O rio é vizinho tranquilo. Mesmo que se inquiete, e que inquiete com ele a Aldeia Avieira, os últimos resistentes não arredam pé. “Nunca pensei, nem penso sair daqui. Daqui, só para a cova!” No cais dos pescadores, em Salvaterra de Magos, na aldeia do Escaroupim; nas Caneiras, em Santarém, ainda há vestígios de sortes parecidas. O rio distribuiu o saque das almas com precisão salomónica. Sobram marasmo e lições. E nisso os bons entendedores não são de meias palavras. “A lampreia grelhada é melhor que a cozida. A malta nem sabe!”
PARA REVIVER O TEJO
Passeios de bicicleta ou em canoa, aluguer de barcos para pesca. Desenvolvimento sustentável que passe pelo lazer, turismo de natureza e cultural, são os principais objectivos do ‘Palhota Viva’, inscrito desde 1993 no Registo Nacional das Associações de Defesa do Ambiente do Ministério do Ambiente.
NA ÁREA NOBRE DA RECEPÇÃO
A vassoura dorme uma sesta na cozinha de Maria Guerra, área nobre de recepção, isolada da casa principal, segundo os preceitos da estética avieira. Maria Guerra, 78 anos, é a única avieira que ainda habita na Aldeia da Palhota, descendente de uma família oriunda de Vieira de Leiria, berço de baptismo destes migrantes. “As mulheres faziam tudo. Pegavam no barco, iam pescar, traziam e vendiam o peixe, limpavam o barco e tomavam conta dos filhos”, enumera Humberto.
‘Os últimos pescadores do Tejo’, de Humberto Vasconcelos, filmado por Francisco Manso, conta histórias de avieiros. Nos finais do século XIX e início do XX a fome fez sair os pescadores da Praia da Vieira no concelho da Marinha Grande. Caso dos pais de Maria (à data, ainda com o marido) que trocaram a pesca no mar pela do rio. Tejo abaixo, acima, foram ficando.

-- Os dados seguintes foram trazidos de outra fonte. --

PR #630, opened 2026-08-14
feat: gate GraphQL and iPaaS destructive calls behind confirmation token

adriannoes:
## Summary

Closes the two one-call destruction paths left open by #629.

- **GraphQL:** mutations take the same two-step ticket, queries stay one-shot. Identity is `sha256(document)` + canonical `variables` hash, so changing either invalidates the token. No `destructiveHint` on `execute_graphql`.
- **iPaaS:** judged destructive in fixed order: annotation `true` → `arguments.operation` needle-equality → annotation `false` stops → catalog-name substring. Mixed `operation=DELETE` two-step; `ADD` / `UPDATE` one-shot. Token binds the whole `arguments` map, so a leftover `DELETE` token cannot run an `ADD`. One OAuth handshake per invocation.
- **Too-nested documents refused on both surfaces.** Unclassifiable means it could be an unconfirmed mutation, so nothing is sent. `pipefy graphql exec` exits 2 even with `--yes` (previously an uncaught `RecursionError`). Ceiling is stack headroom, not a depth; recorded in the SDK docstring.
- Preview text names the operation it would run, so two pending mutations stop rendering identical approval text.

Spans `packages/sdk` (document inspection), `packages/mcp` (gates) and `packages/cli` (matching refusal), hence no scope in the title.

**Part 2 of 3.** Stacked on #629; retarget to `dev` when #629 merges.

## Verification

Base is a feature branch, so GitHub runs DCO only. Full `ci.yml` set run locally on this head:

| Gate | Result |
| --- | --- |
| `pytest -m "not integration"` | 4684 passed |
| `ruff check` / `ruff format --check` | clean |
| banned imports (sdk/auth/infra), `lint-imports` (mcp) | pass |
| version lockstep, wheel build, clean-venv install | pass |

## Test plan

- [x] `uv run pytest packages/sdk/tests/test_graphql_document.py packages/mcp/tests/tools/test_introspection_tools.py packages/mcp/tests/tools/test_ipaas_tools.py packages/mcp/tests/core/test_ipaas_gateway.py`
- [x] `uv run pytest packages/cli/tests -k graphql`
- [x] `uv run pytest -m "not integration"` (4684 passed)
- [x] Live smoke: query one-shot; `mutation { __typename }` previews then executes with the returned token; iPaaS destructive call previewed, not confirmed

## Docs / skills

- [x] No docs/skills in this PR. Parity rows, skills and CHANGELOG for both gates land in #631.

## Legal / contributions

### DIFF
--- a/packages/mcp/src/pipefy_mcp/tools/introspection_tools.py
+++ b/packages/mcp/src/pipefy_mcp/tools/introspection_tools.py
@@ -210,6 +210,10 @@ class IntrospectionTools:
                     ctx,
                     confirm=confirm,
                     resource_descriptor="GraphQL mutation",
+                    irreversible_sentence=(
+                        "⚠️ This GraphQL mutation's effects are permanent "
+                        "and cannot be undone."
+                    ),
                     resource_identity={
                         "document": hashlib.sha256(query.encode("utf-8")).hexdigest(),
                         "variables": hashlib.sha256(
--- a/packages/mcp/src/pipefy_mcp/tools/introspection_tools.py
+++ b/packages/mcp/src/pipefy_mcp/tools/introspection_tools.py
@@ -190,7 +190,7 @@ class IntrospectionTools:
             Mutations need a preview token: call once to receive ``confirmation_token``,
             then echo that token with ``confirm=True`` on step 2. A token is replayable
             within its TTL, so a non-idempotent mutation can run twice if the caller
-            resends it. Prefer dedicated tools.
+            resends it.
 
             On ambiguous write failure (``success: false`` with empty or unclear message),
             re-read counts/ids before retrying; do not blind-retry creates.
--- a/packages/mcp/src/pipefy_mcp/tools/introspection_tools.py
+++ b/packages/mcp/src/pipefy_mcp/tools/introspection_tools.py
@@ -2,11 +2,15 @@
 
 from __future__ import annotations
 
+import hashlib
+import json
 from typing import Any
 
 from mcp.server.mcpserver import Context, MCPServer
 from mcp.types import ToolAnnotations
+from pipefy_sdk.graphql_document import document_contains_mutation
 
+from pipefy_mcp.tools.destructive_tool_guard import check_destructive_confirmation
 from pipefy_mcp.tools.graphql_error_helpers import ensure_non_empty_error_message
 from pipefy_mcp.tools.introspection_tool_helpers import (
     build_error_payload,
@@ -175,11 +179,19 @@ class IntrospectionTools:
             ctx: Context,
             variables: dict[str, Any] | None = None,
             include_parsed: bool = False,
+            confirm: bool = False,
+            confirmation_token: str | None = None,
         ) -> dict:
             """Run arbitrary GraphQL against Pipefy (queries or mutations).
 
             Prefer dedicated tools when available. Use this as a fallback when no specific
             tool exists. Always introspect the mutation's input shape before executing.
+
+            Mutations need a preview token: call once to receive ``confirmation_token``,
+            then echo that token with ``confirm=True`` on step 2. A token is replayable
+            within its TTL, so a non-idempotent mutation can run twice if the caller
+            resends it. Prefer dedicated tools.
+
             On ambiguous write failure (``success: false`` with empty or unclear message),
             re-read counts/ids before retrying; do not blind-retry creates.
             Returns ``result`` (pretty-printed JSON string).  Set ``include_parsed=True``
@@ -189,8 +201,30 @@ class IntrospectionTools:
                 query: Full GraphQL document (query or mutation).
                 variables: Optional variable map for the operation.
                 include_parsed: When True, include ``data`` dict alongside ``result``.
+                confirm: Set to True with the preview token to execute a mutation (step 2).
+                confirmation_token: Token from the preview response; echo it on step 2.
             """
             client = get_pipefy_client(ctx)
+            if document_contains_mutation(query):
+                guard = await check_destructive_confirmation(
+                    ctx,
+                    confirm=confirm,
+                    resource_descriptor="GraphQL mutation",
+                    resource_identity={
+                        "document": hashlib.sha256(query.encode("utf-8")).hexdigest(),
+                        "variables": hashlib.sha256(
+                            json.dumps(
+                                variables or {},
+                                sort_keys=True,
+                                separators=(",", ":"),
+                            ).encode("utf-8")
+                        ).hexdigest(),
+                    },
+                    tool_name="execute_graphql",
+                    confirmation_token=confirmation_token,
+                )
+                if guard is not None:
+                    return guard
             try:
                 result = await client.execute_graphql(query, variables)
             except Exception as exc:  # noqa: BLE001
--- a/packages/mcp/src/pipefy_mcp/tools/introspection_tools.py
+++ b/packages/mcp/src/pipefy_mcp/tools/introspection_tools.py
@@ -210,7 +210,9 @@ class IntrospectionTools:
             inspection = inspect_graphql_document(query)
             if inspection.too_nested:
                 return build_error_payload(
-                    "GraphQL document is too deeply nested to parse."
+                    "This document is too deeply nested to parse, so it cannot "
+                    "be classified as a query or a mutation; nothing was sent. "
+                    "Reduce the nesting and retry."
                 )
             if inspection.contains_mutation:
                 guard = await check_destructive_confirmation(
@@ -218,8 +220,8 @@ class IntrospectionTools:
                     confirm=confirm,
                     resource_descriptor=inspection.mutation_descriptor,
                     irreversible_sentence=(
-                        "⚠️ This GraphQL mutation's effects are permanent "
-                        "and cannot be undone."
+                        f"⚠️ Executing {inspection.mutation_descriptor} is "
+                        "permanent and cannot be undone."
                     ),
                     resource_identity={
                         "document": hashlib.sha256(query.encode("utf-8")).hexdigest(),
--- a/packages/mcp/src/pipefy_mcp/tools/introspection_tools.py
+++ b/packages/mcp/src/pipefy_mcp/tools/introspection_tools.py
@@ -220,8 +220,9 @@ class IntrospectionTools:
                     confirm=confirm,
                     resource_descriptor=inspection.mutation_descriptor,
                     irreversible_sentence=(
-                        f"⚠️ Executing {inspection.mutation_descriptor} is "
-                        "permanent and cannot be undone."
+                        f"Executing {inspection.mutation_descriptor} needs "
+                        "approval because this server cannot tell what the "
+                        "mutation changes."
                     ),
                     resource_identity={
                         "document": hashlib.sha256(query.encode("utf-8")).hexdigest(),
--- a/packages/mcp/src/pipefy_mcp/tools/introspection_tools.py
+++ b/packages/mcp/src/pipefy_mcp/tools/introspection_tools.py
@@ -8,7 +8,7 @@ from typing import Any
 
 from mcp.server.mcpserver import Context, MCPServer
 from mcp.types import ToolAnnotations
-from pipefy_sdk.graphql_document import document_contains_mutation
+from pipefy_sdk.graphql_document import inspect_graphql_document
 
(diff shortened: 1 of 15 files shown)


packages/mcp/src/pipefy_mcp/tools/introspection_tools.py
```diff
@@ -175,22 +179,65 @@ async def execute_graphql(
...
+                    "be classified as a query or a mutation; nothing was sent. "
+                    "Reduce the nesting and retry."
+                )
+            if inspection.contains_mutation:
+                guard = await check_destructive_confirmation(
+                    ctx,
+                    confirm=confirm,
+                    resource_descriptor=inspection.mutation_descriptor,
+                    irreversible_sentence=(
+                        f"⚠️ Executing {inspection.mutation_descriptor} is "
```
mocha06, line 223: Every mutation preview tells the user the write is permanent, including a create.

How:
1. `inspect_graphql_document` reports only whether a document holds a mutation.
2. It cannot say whether that mutation creates, updates, or deletes.
3. This line writes "is permanent and cannot be undone" for all three.
4. A `createLabel` preview reads `⚠️ Executing GraphQL mutation CreateLabel is permanent and cannot be undone.`
5. Deleting that label undoes it. The sentence is false, so callers learn to skip the warning.

Fix: state what the code knows — the server cannot tell what this mutation changes, so it needs approval. `call_ipaas_tool` already does this. It drops the `⚠️` when the classifier clears the call.

Evidence:
- `ai-toolkit:packages/mcp/src/pipefy_mcp/tools/introspection_tools.py:222-225 @ f7c2e01` (the sentence, applied to every mutation)
- `ai-toolkit:packages/sdk/src/pipefy_sdk/graphql_document.py:16-19 @ f7c2e01` (`GraphqlDocumentInspection` carries `contains_mutation`, never a kind)
- `ai-toolkit:packages/mcp/src/pipefy_mcp/tools/ipaas_tools.py:307-314 @ f7c2e01` (the precedent: no glyph when the classifier clears the call)
- `ai-toolkit:packages/mcp/tests/tools/test_introspection_tools.py:352 @ f7c2e01` (the one assertion the fix also touches)

Probe, in-process server built from this branch:

```
=== CREATE ===
message: ⚠️ Executing GraphQL mutation CreateLabel is permanent and cannot be undone. Show this
preview to the user and get their explicit approval before continuing. ...
resource: GraphQL mutation CreateLabel
```

A replica of the guard with the corrected sentence keeps the token line, the approval line, the proceed path, and the identity-mismatch refusal.

packages/mcp/src/pipefy_mcp/tools/ipaas_tools.py
```diff
@@ -43,6 +46,102 @@
...
+    return name if isinstance(name, str) else ""
+
+
+def _operation_equals_destructive_needle(arguments: dict[str, Any] | None) -> bool:
+    if arguments is None or "operation" not in arguments:
+        return False
+    value = arguments["operation"]
+    if not isinstance(value, str):
+        return False
+    return value.casefold() in IPAAS_DESTRUCTIVE_NEEDLES
```
mocha06, line 100: A delete can run on one call when `operation` carries a trailing space.

How:
1. This line compares `operation` to the needles after `casefold()` and nothing else.
2. It does not strip whitespace, so `"DELETE "` matches no needle.
3. The catalog name `manage_records` carries no needle either, so the name fallback misses.
4. With no `destructiveHint` on the entry, `ipaas_call_is_destructive` returns `False`.
5. The call runs with no preview and no token.

Fix: `value.strip().casefold()`. Stripping normalizes the input, so the frozen needle set stays at six.

Whether the iPaaS host accepts `"DELETE "` decides whether step 5 destroys a record or only errors. I could not check that from here.

Evidence:
- `ai-toolkit:packages/mcp/src/pipefy_mcp/tools/ipaas_tools.py:94-100 @ f7c2e01` (equality after `casefold()`, no `strip()`)
- `ai-toolkit:packages/mcp/src/pipefy_mcp/tools/ipaas_tools.py:59-78 @ f7c2e01` (order: needle-equality runs before the annotation-`false` stop, so a miss here falls through to the name)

Aérea ou rente ao chão, a vista da Palhota é hoje bem diferente do que já foi. Nos últimos três anos, a aldeia esvaziou-se quase por completo. Gente entregue às malhas das redes, vida no cais ou lavagens de roupa no rio são cenários de outro tempo.
A casa do avieiro funciona como museu. Mesa, cadeiras, naças, viveiros, cantareiras, balanças, (entre acessórios mais contemporâneos, como a TV) são alguns dos modestos pertences do espólio. Por 20 euros, é possível aqui pernoitar.